At dusk in Laayoune's Sahrawi neighborhoods, the tension is palpable, with security trucks on every corner surrounded by riot police in helmets and shields. El-Ghali Djimi, a former political prisoner and a founder of local human rights groups, said she fears her children growing up in this atmosphere may turn to violence, radicalized by the harsh tactics of security forces. Terrorism has been absent from the Sahrawi conflict since the 1991 ceasefire, but concerns are rife that disgruntled youth in the cities or the refugee camps may turn to violence or even become recruits for al-Qaida.
"My generation, the older ones, we have a tolerance, but the youth don't," she said. Djimi's rights groups, like others founded by the Sahrawis, are not recognized by the state, which is very sensitive over who monitors human rights in the territories.
Proposals by the U.S. in April to expand the mandate of the U.N. monitoring mission to include human rights provoked strong protest from Morocco. Instead, the government said, the state-founded National Council for Human Rights performs that function.
Sidi Mohammed Salem Saadoun, the executive director of the council's local branch, said that after a demonstration in October, police broke into some 70 homes of people in retaliation. He noted that this didn't happen after the most recent protests Dec. 10, calling it a step in the right direction.
Saadoun admitted, however, that "much still needs to be done." Out of the 442 complaints the group has submitted to the government on behalf of people since 2011, it has only received seven responses.
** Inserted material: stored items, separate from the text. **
PR #807, opened 2018-11-02
Add warning about master_update_node blocking

### LINKED ISSUE #595: Document master_update_node()

begriffs:
Fixes #595 

@ozgune is this what you wanted to warn people about?

To be honest I don't know exactly the sequence of how to use `master_update_node` -- if someone calls it after already changing a worker node's hostname then I don't see how existing queries could be running on the node and blocking the function. Or is this UDF meant to be called prior to actually changing the hostname?

### DIFF
--- a/develop/api_udf.rst
+++ b/develop/api_udf.rst
@@ -407,7 +407,7 @@ Example
 master_update_node
 $$$$$$$$$$$$$$$$$$$$$$$$$$$$$$$$$$$$$$$$$$$$$$$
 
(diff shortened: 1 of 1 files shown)


sumedhpathak:
@begriffs You might want to send @ozgune an email or setup a time to follow up. 
My understanding is that `master_update_node` will lock the placements on that node. So if someone tries to insert to a placement on that node, it will block until `master_update_node` finishes. The use-case is that during a failover, we do: `BEGIN; master_update_node()`. Then we actually process the failover, while in the meantime writes are queued up. After the failover is complete, we `commit`, releasing the locks. The inserts then go to the right new node.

The new development plan was publicly backed by King Mohammed VI during a speech in November and calls for overhauling how Morocco manages this desert territory of 500,000 people. "There's just a general consensus that things were not working and I think this plan just laid it out," said Anouar Boukhars, an expert on the region working with the Carnegie Endowment for International Peace. "If the plan is buttressed by judicial and police reforms, which must be done, it has the potential to address the grievances of the local population."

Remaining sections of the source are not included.